Failure to Develop and Implement Comprehensive Care Plan for Sickle Cell Disease
Penalty
Summary
The facility failed to develop and implement a comprehensive, person-centered care plan for a resident with a primary diagnosis of sickle cell pain crisis. Despite the resident's complex medical history, including sickle cell/HB-C disease with crisis, alcoholic cirrhosis, aseptic necrosis of bone, multiple fractures, anemia, and end stage renal disease, the baseline care plan did not include any focus, interventions, or goals related to sickle cell disease or its management. The resident's medical records indicated a history of low hemoglobin levels and multiple blood transfusions, yet there was no evidence of ongoing assessment or care planning for these issues. Interviews with facility staff revealed a lack of awareness and training regarding the specific needs and symptoms associated with sickle cell disease. Nursing staff were not aware of any orders for regular monitoring of the resident's hemoglobin levels, and there was confusion about the process for obtaining and reviewing lab results. The facility's Regional Compliance Nurse and ADON acknowledged the importance of monitoring lab values and care planning for serious conditions but confirmed that these steps were not taken for this resident.
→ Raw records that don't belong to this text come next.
PR #125, opened 2016-10-17
Remove services

NejcZdovc:
Removed unnecessary services and implement store where it was missing.


src/components/svg/keys/svg-keyboard-key/svg-keyboard-key.component.ts
```diff
@@ -46,8 +50,12 @@ export class SvgKeyboardKeyComponent implements OnInit, OnChanges {
 
     private labelSource: any;
     private labelType: LabelTypes;
+    private macros: Macro[];
 
-    constructor(private mapperService: MapperService, private uhkConfigurationService: UhkConfigurationService) { }
+    constructor(private mapperService: MapperService, private store: Store<AppState>) {
+        store.let(getMacroEntities())
```
NejcZdovc: Done

src/components/popover/tab/macro/macro-tab.component.ts
```diff
@@ -21,15 +24,14 @@ export class MacroTabComponent implements OnInit, Tab {
     private macroOptions: Array<Select2OptionData>;
     private selectedMacroIndex: number;
 
-    constructor(private uhkConfigurationService: UhkConfigurationService) {
-        this.macros = [];
+    constructor(private store: Store<AppState>) {
+        store.let(getMacroEntities())
```
NejcZdovc: Done

src/store/storage/local.ts
```diff
@@ -1,17 +1,17 @@
...
 
     getConfig(): UhkConfiguration {
         let configJson = localStorage.getItem('config');
         let config: UhkConfiguration;
+
         if (configJson) {
             config = new UhkConfiguration().fromJsObject(JSON.parse(configJson));
         } else {
-            config = this.dataProvider.getUHKConfig();
+            config = this.uhkConfiguration;
```
NejcZdovc: I think it should be. If not then we need to implement try catch and add notification about the error. User will need to refresh app to get default back. Maybe we shouldn't inject it into the local / electron, but check if `undefined` in `DataStorage` and there replace `undefined` with `uhkConfiguration`

src/store/storage/index.ts
```diff
@@ -4,33 +4,35 @@ import { Action } from '@ngrx/store';
...
 
-    constructor(private dataProvider: DataProviderService) {
+    constructor() {
+        this.initUHKJson();
         this.detectEnvironment();
     }
 
     initialState(): AppState {
-        let config: UhkConfiguration = this._environment.getConfig() || this.dataProvider.getUHKConfig();
+        let config: UhkConfiguration = this._environment.getConfig() || this.uhkConfiguration;
```
fjozsef: We are checking undefined here.

src/store/storage/local.ts
fjozsef: We check in `DataStorage`, see my comment.

src/components/popover/tab/macro/macro-tab.component.ts
```diff
@@ -1,13 +1,18 @@
 import { Component, Input, OnInit } from '@angular/core';
```
fjozsef: Please add `OnDestroy` interface.

src/components/svg/keys/svg-keyboard-key/svg-keyboard-key.component.ts
```diff
@@ -1,5 +1,9 @@
 import { Component, Input, OnChanges, OnInit, SimpleChange } from '@angular/core';
```
fjozsef: Please add `OnDestroy` interface.

src/store/storage/index.ts
NejcZdovc: But this is called only once. So if a user deletes the local storage while using agent we have a problem, because this `initialState `will not be called again.

src/store/storage/local.ts
NejcZdovc: Commented bellow.

src/components/popover/tab/macro/macro-tab.component.ts
NejcZdovc: Done

src/store/storage/index.ts
fjozsef: You're right. We should add this `undefined` check to `saveState`.

NejcZdovc: Added

Issue #118, opened 2016-09-21
Add new macro


mondalaci:
Please let me share with you how I envision the add macro feature.

* Upon pressing the + macro button a new, empty macro gets created.
* The name of the new macro should be "New macro"
* If default macro name already exists then make it "New macro (2)" or increment the number until a non existing macro name is found.
* Select the default name of the macro with the cursor, so that the user can simply type a default name and hit Enter without any additional interactions.

PR #127, opened 2016-10-21
Add macro page

NejcZdovc:
PR based on #118. For simplicity Add page is basically only automatic add of the empty macro. After addition you are redirected to the edit page.  There is already opened new macro action waiting for you so you can start adding macros. One thing that is kinda bothering me is that when you add macro action, add action is closed. So if you would like to add 10 actions, you need to click on add new 10 times. Should we leave new action item opened until you click cancel? @mondalaci

Also in this PR I moved list of macros to the new component, so that can be used all around without macro component dependency.


fjozsef:
Why should we create a page for it? I think it should be just an event handler for the add macro button.

NejcZdovc:
You are completely correct. I was looking this trough component (re-usability) view, but this way we can loose a lot of unnecessary code. Fix is already done.

NejcZdovc:
As discussed with @mondalaci we will not be opening action item, but focus name of the newly added macro. Already implemented.

src/components/macro/list/macro-list.component.ts
```diff
@@ -37,27 +29,38 @@ import { getMacro } from '../../store/reducers/macro';
                 height: '*'
             })),
             transition('inactive <=> active', animate('500ms ease-out'))
+        ]),
+        trigger('togglerNew', [
+            state('void', style({
+                height: '0px'
+            })),
+            state('active',   style({
```
fjozsef: Remove mutliple spaces

NejcZdovc: Done

Issue #129, opened 2016-10-21
Highlight the currently selected menu item


mondalaci:
It'd be really nice to highlight the currently selected menu item in the side menu in some fashion.

PR #130, opened 2016-10-21
Menu items highlight

NejcZdovc:
PR based on #129

### DIFF
--- a/src/components/side-menu/side-menu.component.html
+++ b/src/components/side-menu/side-menu.component.html
@@ -9,7 +9,7 @@
         </div>
         <ul [@toggler]="animation.keymap">
             <li *ngFor="let keymap of keymaps$ | async" class="sidebar__level-2--item">
-                <div class="sidebar__level-2">
+                <div class="sidebar__level-2" [routerLinkActive]="['active']">
                     <a [routerLink]="['/keymap', keymap.abbreviation]">{{keymap.name}}</a>
                     <i *ngIf="keymap.isDefault" class="fa fa-star sidebar__fav"></i>
                 </div>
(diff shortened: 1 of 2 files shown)


mondalaci:
Wow, this was quick! I noticed 2 issues.

1. When I delete a macro or keymap the menu item that automatically gets selected doesn't get highlighted.
2. The background color of the highlighted menu item is rather low contrast, making it hard for the user to notice it. How about using a darker color? Possibly the color of the right border of the side menu, so that it'd merge together with it visually?

NejcZdovc:
1. This is because no macro is actually selected in menu. You are shown default macro page with first macro displayed from the list and because no ID is in the route, angular can't connect it to the macro. If this is something that is important, we can do work around.

2. Something like this:
image

NejcZdovc:
New colour added for the active item.

mondalaci:
The new menu item color seems to gel well with the UI.

I think it'd be a good idea to use the precise URL of the keymap/macro after deleting the previous one and highlight the relevant menu item accordingly.

I also noticed that when every macro gets deleted the empty state is the page that features the "To be done..." text. It'd make sense to display a helpful empty state like: "You don't have any macros. Try to add one!"

On a related note, I just noticed then if I have no macros then I cannot add a new one. The "To be done..." page is displayed instead of a new, empty macro upon trying to add a macro.

NejcZdovc:
Regarding the text and macros. You need to wait for PR #127 to be merged. After that all problems should disappear 😃

NejcZdovc:
I will create new issue where I will tackle this URL default states for keymap / macro.

mondalaci:
Ah, sorry about my new macro comment. I'm getting lots in your PRs :)

fjozsef:
Highlight is not working for the addon modules.

NejcZdovc:
Added height light for addon modules as well. I wanted to left them out until we implement them fully, but sure not a problem.

PR #153, opened 2016-11-17
Refactoring

NejcZdovc:
- Fixed default keymap selection in popover
- Fixed keymap default image
- Hide popover when you delete or switch between keymaps
- Disable layer switcher when popover is opened
- Renamed keymap component to keymap-edit
- Redirect to newly added keymap
- Redirect to specific URL of the favourite keymap (not just to /keymap) after keymap deletion
- Redirect to specific URL of the first macro (not just to /macro) after macro deletion


NejcZdovc:
I think this is everything that was mentioned in #56. Popover has no fixed width, so I think that this PR can close #56.

src/components/keymap/keymap.component.ts
```diff
@@ -35,4 +36,8 @@ export class KeymapComponent {
         this.keymap$ = keymapConnectable;
         keymapConnectable.connect();
     }
+
+    onKeymapDelete() {
```
fjozsef: Why do you pass the parameter in the html if you omit it here?

NejcZdovc: Removed, I forgot it there

src/store/effects/keymap.ts
```diff
@@ -28,20 +28,21 @@ export class KeymapEffects {
...
         .withLatestFrom(this.store)
         .do((latest) => {
-            let state: AppState = latest[1];
+            const state: AppState = latest[1];
 
             if (state.keymaps.entities.length === 0) {
                 this.router.navigate(['/keymap/add']);
             } else {
-                this.router.navigate(['/keymap']);
+                let favourite: Keymap = state.keymaps.entities.find(keymap => keymap.isDefault);
```
NejcZdovc: Fixed

src/components/keymap/header/keymap-header.component.ts
```diff
@@ -14,10 +14,9 @@ import { KeymapActions } from '../../../store/actions';
 })
 export class KeymapHeaderComponent {
     @Input() keymap: Keymap;
+    @Output() deleted: EventEmitter<boolean> = new EventEmitter();
```
fjozsef: What is the purpose of emitting a boolean here? As I see its emitted value is irrelevant, because the only place which is listening doesn't care about the value.

fjozsef: As I am more deeply in how it works I think it should be named to `deleteClick` with type `EventEmitter<void>` and move the `AppState `dispatching logic to the `Keymap(Edit)Component`.

src/components/svg/wrap/svg-keyboard-wrap.component.ts
```diff
@@ -91,6 +91,7 @@ export class SvgKeyboardWrapComponent implements OnChanges {
     @Input() keymap: Keymap;
     @Input() popoverEnabled: boolean = true;
     @Input() tooltipEnabled: boolean = false;
+    @Input() deleted: boolean = false;
```
fjozsef: Unused input.

src/components/keymap/edit/keymap-edit.component.ts
```diff
@@ -10,17 +10,18 @@ import 'rxjs/add/operator/switchMap';
...
 
-import { Keymap } from '../../config-serializer/config-items/Keymap';
-import { AppState } from '../../store';
-import { getKeymap } from '../../store/reducers/keymap';
+import { Keymap } from '../../../config-serializer/config-items/Keymap';
+import { AppState } from '../../../store';
+import { getKeymap } from '../../../store/reducers/keymap';
 
 @Component({
     selector: 'keymap',
```
fjozsef: If you would want to rename the file, then you should rename the selector, too.

src/components/keymap/edit/keymap-edit.component.ts
```diff
@@ -10,17 +10,18 @@ import 'rxjs/add/operator/switchMap';
...
-    template: require('./keymap.component.html'),
-    styles: [require('./keymap.component.scss')]
+    template: require('./keymap-edit.component.html'),
+    styles: [require('./keymap-edit.component.scss')]
 })
 export class KeymapComponent {
```
fjozsef: And the class also.

src/components/svg/wrap/svg-keyboard-wrap.component.ts
NejcZdovc: Fixed

src/components/keymap/edit/keymap-edit.component.ts
NejcZdovc: Fixed

src/components/keymap/edit/keymap-edit.component.ts
NejcZdovc: Fixed

src/components/keymap/header/keymap-header.component.ts
NejcZdovc: Fixed

src/components/keymap/edit/keymap-edit.component.ts
```diff
@@ -10,17 +10,18 @@ import 'rxjs/add/operator/switchMap';
...
-    template: require('./keymap.component.html'),
-    styles: [require('./keymap.component.scss')]
+    selector: 'keymap-edit',
+    template: require('./keymap-edit.component.html'),
+    styles: [require('./keymap-edit.component.scss')]
 })
-export class KeymapComponent {
+export class KeymapEditComponent {
     private keymap$: Observable<Keymap>;
+    private keymapDeleted: boolean = false;
```
fjozsef: What is the purpose of this member? It is just set in the onKeymapDelete, but otherwise it seems to me it is unnecessary.

src/components/keymap/header/keymap-header.component.ts
```diff
@@ -14,10 +14,9 @@ import { KeymapActions } from '../../../store/actions';
 })
 export class KeymapHeaderComponent {
     @Input() keymap: Keymap;
+    @Output() deleteClick = new EventEmitter();
```
fjozsef: If the keymap-edit don't need to set if a delete has already happened or not, then this can be removed, too.

Issue #49, opened 2016-05-17
Popover mouse tab speed action 


csanyiarpad:
Use large icons and show text "accelerate" "decelerate" below them in smaller font.

Always show a help text below the button group saying something:

> Press this key along with mouse movement/scrolling to accelerate/decelerate the speed of the action.
> You can set the multiplier in [link_to_settings].

csanyiarpad:
[-] Decelerate | [+] Accelerate
button group solution

NejcZdovc:
@mondalaci is this still relevant?

mondalaci:
@NejcZdovc Yes, it is. It'd be worth to change the text to:

Press this key along with mouse movement/scrolling to adjust speed.
You can set the speed multiplier in [settings].

Settings should be linked properly.

The Accelerate / Decelerate texts should be added to the buttons.

NejcZdovc:
What would be a link to the settings? You mean http://localhost:8080/#/settings ?

mondalaci:
@NejcZdovc Yes, exactly.

PR #154, opened 2016-11-17
Mouse speed tab

NejcZdovc:
PR based on #49

### DIFF
--- a/src/components/popover/tab/mouse/mouse-tab.component.html
+++ b/src/components/popover/tab/mouse/mouse-tab.component.html
@@ -84,7 +84,7 @@
     <div *ngSwitchCase="3" class="mouse__config mouse__config--speed text-center">
         <div class="help-text--mouse-speed text-left">
             <p>Press this key along with mouse movement/scrolling to accelerate/decelerate the speed of the action.</p>
-            <p>You can set the multiplier in <a href="#" title="link to the setting">link to setting</a>.</p>
+            <p>You can set the multiplier in <a [routerLink]="['/settings']" title="the setting">the setting</a>.</p>
         </div>
         <div class="btn-group btn-group-lg" role="group">
             <div class="btn btn-default"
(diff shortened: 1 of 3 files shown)


NejcZdovc:
@mondalaci What do you think?

mondalaci:
@NejcZdovc Looks very nice! I can think of the following changes:

* Move the "You can set the multiplier in the setting." text below the buttons and change the "the setting" part to "settings".
* It'd be worth to put `cursor:pointer` to the side menu elements: Move, Scroll, Click, Speed

NejcZdovc:
@mondalaci Done.

fjozsef:
@mondalaci Should the 'the' word part of the hyperlink or not? I think it shouldn't. I would also suggest the title to be 'Settings' with capital S.
mouse

mondalaci:
@fjozsef Agreed!

NejcZdovc:
Fixed text

src/components/popover/tab/mouse/mouse-tab.component.html
```diff
@@ -84,15 +84,25 @@
...
                 [class.btn-primary]="mouseActionParam === MouseActionParam.accelerate"
-                (click)="setMouseActionParam(MouseActionParam.accelerate)">+</button>
+                (click)="setMouseActionParam(MouseActionParam.accelerate)"
+            >
+                +
+                <span>Accelerate</span>
+            </div>
+        </div>
+        <div class="help-text--mouse-speed last-help  text-left">
+            <p>You can set the multiplier in the <a [routerLink]="['/settings']" title="settings">Settings</a>.</p>
```
fjozsef: This should be the fix I mentioned: `title="Settings">settings`
Title with capital S, but the text is lower s.

NejcZdovc: Done

Issue #53, opened 2016-05-26
Key title animation when remapped


csanyiarpad:
When a key is being remapped, a flash like animation should play on the key:
1. the whole key goes white quickly (optionally immediately)
2. the white background fades back to the original one (dark grey), revealing the new (white) label on the key.

NejcZdovc:
@mondalaci is this still relevant?

fjozsef:
@NejcZdovc As far as I know, yes.

mondalaci:
Yes, it is, although it will only be truly relevant after positioning the key action popover correctly.

NejcZdovc:
blocked by #56

PR #156, opened 2016-11-17
Key action change animation

NejcZdovc:
PR based on #53

### DIFF
--- a/src/components/svg/keys/svg-keyboard-key/svg-keyboard-key.component.ts
+++ b/src/components/svg/keys/svg-keyboard-key/svg-keyboard-key.component.ts
@@ -1,4 +1,7 @@
-import {Component, Input, OnChanges, OnDestroy, OnInit, SimpleChange } from '@angular/core';
+import {
+    Component, Input, OnChanges, OnDestroy, OnInit, SimpleChange,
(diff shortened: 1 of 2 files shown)


NejcZdovc:
@mondalaci What do you think about the speed of the animation? You can test it with changing keys from Z-M, otherwise popover will block your view.

mondalaci:
@NejcZdovc It think it looks awesome - exactly the way I imagined! Such little changes go a long way regarding user experience.

src/components/svg/keys/svg-keyboard-key/svg-keyboard-key.component.ts
```diff
@@ -44,16 +59,15 @@ export class SvgKeyboardKeyComponent implements OnInit, OnChanges, OnDestroy {
     @Input() height: number;
     @Input() width: number;
     @Input() keyAction: KeyAction;
+    @ViewChild ('rect') rect: ElementRef;
```
fjozsef: It seems to me it is unused.

NejcZdovc: Fixed

Issue #157, opened 2016-11-19
Uncaught TypeError: Cannot read property 'keyActionType' of null


mondalaci:
I've just tried to remove a keymap unsuccesfully (nothing seemed to happen), then reloaded Agent and got a white screen and this trace:

![untitled](https://cloud.githubusercontent.com/assets/300402/20455331/acbbf61a-ae59-11e6-9156-6e0af41fc15e.png)

Before trying to remove the keymap, I shut down webpack-dev-server which might have contributed to the issue.

NejcZdovc:
Can you reproduce this problem without shutting down the server?

NejcZdovc:
If you shut down the server, then you will not get anything, which is normal.

mondalaci:
I can reproduce the issue without shutting down the server. I've just created a new keymap, renamed it, deleted it, and the error was triggered again.

NejcZdovc:
Which keymap are you using?

mondalaci:
Usually, I:

1. add a new keymap (VIM, or Dvorak)
2. change a key action of the new keymap
3. delete the new keymap

Possibly repeat the above several times, and then the error is triggered.

I've been able to reproduce it about a dozen of times, so I'm confident that this bug is there. I will try to provide you a more accurate reproduction soon.

NejcZdovc:
Ok, thank you

mondalaci:
Finally got it!

1. Clear local storage and reload Agent
2. Add a new Dvorak keymap
3. Remap the backspace key of the Mouse layer of the new Dvorak keymap to move mouse upwards
4. Delete the new Dvorak keymap
5. Boom, an error appears in the console

NejcZdovc:
Ok, I found a very simple reproduction. Assign any action to the empty key. This will trigger an error.

NejcZdovc:
![image](https://cloud.githubusercontent.com/assets/9574457/20461434/663b22ec-aefe-11e6-88d1-41424644bbeb.png)

There are some null values in keyActions and this is a reason for the error.

PR #162, opened 2016-11-20
Fixed null problem

NejcZdovc:
PR resolving #157.

Problem is that we are using array and not objects. And for example if you set action for key that is in the middle of the module you would have empty elements in the array before.

For example:

You set action for backspace key. This is the last element in layer one in module one. That means that you would create array with `keyActions[7]= keyAction`. When we are reading and saving this into JSON and array, you have 6 empty elements before. As you can see on the image in #157 JSON contains null for all empry elements before.

What I did is a **temporary solution**. Proper solution would be to remove array and use objects. This way you wouldn't have any problems with this. But this would require quite a lot of work.

**svg-keyboar-wrap.component.ts**

```js
changeKeyAction(keyAction: KeyAction): void {
        let keyId = this.keyEditConfig.keyId;
        this.keyEditConfig.keyActions[keyId] = keyAction;
    }
```

### DIFF
--- a/src/config-serializer/config-items/Module.ts
+++ b/src/config-serializer/config-items/Module.ts
@@ -50,7 +50,11 @@ export class Module extends Serializable<Module> {
         return {
             id: this.id,
             pointerRole: PointerRole[this.pointerRole],
-            keyActions: this.keyActions.map(keyAction => keyAction.toJsObject())
+            keyActions: this.keyActions.map(keyAction => {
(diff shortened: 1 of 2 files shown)


mondalaci:
A temporary solution is definitely a right step forward, but how about adding another issue regarding the long-term solution?

NejcZdovc:
Will create new issue with a task what to do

The deficiency was further highlighted when the resident experienced heart palpitations and was transported to the emergency room by family, where a critically low hemoglobin level was discovered, resulting in hospital admission. The facility's own policies required individualized care plans based on comprehensive assessments, but these were not followed, placing the resident at risk for not receiving proper care and services due to inaccurate or incomplete care planning.